#### THE TASK
Look for the line containing "Not sure if" in the entries below, then print that line and all that follow it exactly.

Stored data:
■ ■ ■ ■

PR #1009, opened 2026-09-19
Fix annotations getting duplicated when applying coremods.

Acuadragon100:
Not sure if this affects production at all, but it caused a crash in dev (when combining Cobblemon and Twilight Forest) and it bugged me.


Acuadragon100:
Actually, yes the crash happens in production as well.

■ ■ ■ ■

#### RESULT OF THE EXERCISE
Not sure if this affects production at all, but it caused a crash in dev (when combining Cobblemon and Twilight Forest) and it bugged me.


Acuadragon100:
Actually, yes the crash happens in production as well.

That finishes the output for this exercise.